Unfortunately none of the main characters appealed to me in any way and I did find their behaviour frustrating and, at times, repetitive. There's an interesting yin yang in my feelings about Idol - written by an author who in her previous novels, especially Asking For It, has always challenged my world views and had me thinking long into the night about the narrative she has presented. That was one of the most emotionally difficult books I’ve ever read, and it really felt like reading about a real life experience.With everything at stake, what will happen and what will become of Samantha and whose account is the truth or is there more than one truth? Essentially this is a story about the subjectivity of memory and the curation and manipulation of the past to spin a suitable narrative.

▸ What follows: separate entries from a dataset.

Issue #65, opened 2016-07-14
Add a docstrings convention checker


mihaic:
E.g., https://github.com/PyCQA/flake8-docstrings

PR #72, opened 2016-07-19
Added Event Segmentation class, along with example and tests

cbaldassano:
Added event segmentation based on a hidden markov model. The paper describing this method is currently being written and will be published as a preprint within the next couple months.

### DIFF
--- a/brainiak/eventseg/__init__.py
+++ b/brainiak/eventseg/__init__.py
@@ -1,0 +1,14 @@
+#  Copyright 2016 Princeton University
+#
+#  Licensed under the Apache License, Version 2.0 (the "License");
+#  you may not use this file except in compliance with the License.
+#  You may obtain a copy of the License at
+#
+#       http://www.apache.org/licenses/LICENSE-2.0
+#
+#  Unless required by applicable law or agreed to in writing, software
+#  distributed under the License is distributed on an "AS IS" BASIS,
+#  WITHOUT WARRANTIES OR CONDITIONS OF ANY KIND, either express or implied.
+#  See the License for the specific language governing permissions and
+#  limitations under the License.
+"""Event segmentation of continuous data + event transfer between datasets."""
--- a/brainiak/eventseg/event.py
+++ b/brainiak/eventseg/event.py
@@ -1,0 +1,369 @@
+#  Copyright 2016 Princeton University
+#
+#  Licensed under the Apache License, Version 2.0 (the "License");
+#  you may not use this file except in compliance with the License.
+#  You may obtain a copy of the License at
+#
+#       http://www.apache.org/licenses/LICENSE-2.0
+#
+#  Unless required by applicable law or agreed to in writing, software
+#  distributed under the License is distributed on an "AS IS" BASIS,
+#  WITHOUT WARRANTIES OR CONDITIONS OF ANY KIND, either express or implied.
+#  See the License for the specific language governing permissions and
+#  limitations under the License.
+"""Event segmentation using a Hidden Markov Model
+
+Given an ROI timeseries, this class uses an annealed fitting procedure to
+segment the timeseries into events with stable activity patterns. After
+learning the signature activity pattern of each event, the model can then be
+applied to other datasets to identify a corresponding sequence of events.
+"""
+
+# Authors: Chris Baldassano and Cătălin Iordan (Princeton University)
+
+import numpy as np
+from scipy import stats
+import logging
+import copy
+from sklearn.base import BaseEstimator
+from sklearn.utils.validation import check_is_fitted, check_array
+
+logger = logging.getLogger(__name__)
+
+__all__ = [
+    "EventSegment",
+]
+
+
+class EventSegment(BaseEstimator):
+    """Class for event segmentation of continuous fMRI data
+
+    Parameters
+    ----------
+    n_events: int
+        Number of segments to learn
+
+    step_var: Callable[[int], float] : default 4 * (0.98 ** (step - 1))
+        The Gaussian variance to use during fitting, as a function of the
+        number of steps. Should decrease slowly over time.
+
+    n_iter: int : default 500
+        Maximum number of steps to run during fitting
+
+    Attributes
+    ----------
+    p_start, p_end: length n_events+1 ndarray
+        initial and final prior distributions over events
+
+    P: n_events+1 by n_events+1 ndarray
+        HMM transition matrix
+
+    ll_ : ndarray with length = number of training datasets
+        Log-likelihood for training datasets over the course of training
+
+    segments_:  list of (time by event) ndarrays
+        Learned (soft) segmentation for training datasets
+
+    event_var_ : float
+        Gaussian variance at the end of learning
+
+    event_pat_ : voxel by event ndarray
+        Learned mean patterns for each event
+    """
+
+    def _default_var_schedule(step):
+        return 4 * (0.98 ** (step - 1))
+
+    def __init__(self, n_events=2,
+                 step_var=_default_var_schedule,
+                 n_iter=500):
+        self.n_events = n_events
+        self.step_var = step_var
+        self.n_iter = n_iter
+
+    def fit(self, X, y=None):
+        """Learn a segmentation on training data
+
+        Fits event patterns and a segmentation to training data. After
+        running this function, the learned event patterns can be used to
+        segment other datasets using find_events
+
+        Parameters
+        ----------
+        X: time by voxel ndarray, or a list of such ndarrays
+            fMRI data to be segmented. If a list is given, then all datasets
+            are segmented simultaneously with the same event patterns
+
+        y: not used (added to comply with BaseEstimator definition)
+
+        Returns
+        -------
+        self: the EventSegment object
+        """
+
+        X = copy.deepcopy(X)
+        if type(X) is not list:
+            X = check_array(X)
+            X = [X]
+
+        n_train = len(X)
+        for i in range(n_train):
+            X[i] = X[i].T
+
+        n_dim = X[0].shape[0]
+        for i in range(n_train):
+            assert (X[i].shape[0] == n_dim)
+
+        # Double-check that data is z-scored in time
+        for i in range(n_train):
+            X[i] = stats.zscore(X[i], axis=1, ddof=1)
+
+        # Set up transition matrix, with final sink state
+        # For transition matrix of this form, the transition probability has
+        # no impact on the final solution, since all valid paths must take
+        # the same number of transitions
+        self.p_start = np.zeros((1, self.n_events + 1))
+        self.p_start[0, 0] = 1
+        self.P = np.vstack((np.hstack((
+            0.5 * np.diag(np.ones(self.n_events))
+            + 0.5 * np.diag(np.ones(self.n_events - 1), 1),
+            np.append(np.zeros((self.n_events - 1, 1)), [[0.5]], axis=0))),
+            np.append(np.zeros((1, self.n_events)), [[1]], axis=1)))
+        self.p_end = np.zeros((1, self.n_events + 1))
+        self.p_end[0, -2] = 1
+
+        self.classes_ = np.arange(self.n_events)
+
+        # Initialize variables for fitting
+        log_gamma = []
+        for i in range(n_train):
+            log_gamma.append(np.zeros((X[i].shape[1],
+                                       self.n_events)))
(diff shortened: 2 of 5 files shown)


buildbot-princeton:

buildbot-princeton:

mihaic:
Add to whitelist.

brainiak/event_seg/event.py
```diff
@@ -0,0 +1,312 @@
...
+logger = logging.getLogger(__name__)
+
+__all__ = [
+    "EventSegment",
+]
+
+
+class EventSegment:
+    """Class for learning and representing an event segmentation of
+    continuous fMRI data
```
mihaic: Please write a one-line summary (+ additional paragraphs for details, if needed):
https://www.python.org/dev/peps/pep-0257/#multi-line-docstrings

We have issue #65 open for adding this check to `pr-check`.

brainiak/event_seg/event.py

We often place unrealistic expectations on "influencers", expect them to be perfect, and far too many people delight in tearing them down when it turns out they weren't as perfect as they were pretending to be.There were some great moments in this when we see how Sam's following is mostly white young women (but that's not her fault) and she receives criticism from BIPOC influencers in the same sphere for her cultural appropriation when it comes to the type of practices she preaches which seem to be a mixture of different faiths and organisations.

I had no empathy for any one person, which was unexpected as I thought I’d be rooting for either Lisa or Samantha. So, the issue of consent is raised in this enjoyable tale that captures the modern world of social media and the online fame game.Her books are bestsellers, she set up a 'spiritual' lifestyle brand Shakti, her podcasts regularly top the charts and there has even been a Netflix documentary about her. Fresh off the press is an essay she opened describing her formative sexual relationship with her best friend. There’s an imbalance of power because those with huge platforms have more power in which to tell a story.

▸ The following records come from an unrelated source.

PR #87, opened 2016-07-29
hyperparamopts: Fix Cython missing after install

mihaic:


TuKo:
Is that the only requirements-dev.txt file cython should appear?

TuKo:
:+1:

PR #88, opened 2016-08-03
add image for travis in readme

cameronphchen:
add image of travis-ci to readme


mihaic:
I will add it, but it is superfluous because master cannot break with our workflow (really).

PR #89, opened 2016-08-03
Update version to 0.2

mihaic:


xoltar:
Should we add a CHANGES.md to describe what is new in each release?

mihaic:
I think it is too error prone and time consuming to keep a manually edited file up-to-date. I saw a couple of generators that extract issue and PR information from GitHub, but I don't have time to evaluate them now. I propose we make an issue and address it later.

xoltar:
OK, sounds good. 
👍

PR #96, opened 2016-08-17
add example code to run fcma executable file built from the original FCMA toolbox

yidawang:
It assumes FCMA has been installed. The input arguments are parsed by the Python code and passed to the FCMA executable via subprocess.


yidawang:
I will re-open this when I get back on it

O’Neill is asking us, gently but persistently: “are people like Sam Miller rotten from the start, and that is what draws them to influencing, or does the influencing rot them from within? It took inspiration from the real life Steubenville rape case but set the story in Ireland, and told from the perspective of the victim who struggles to label what happened to her as rape, and internalises the shame and blame.

I think it's a timely story in lots of ways, not least of which because of the public fall of a guru or two we've seen in the past couple of years, but also as we navigate this new-ish world of social media and celebrity being so. Miller is absolutely obsessed with her past and her relationship with her best friend Lisa and ex-boyfriend.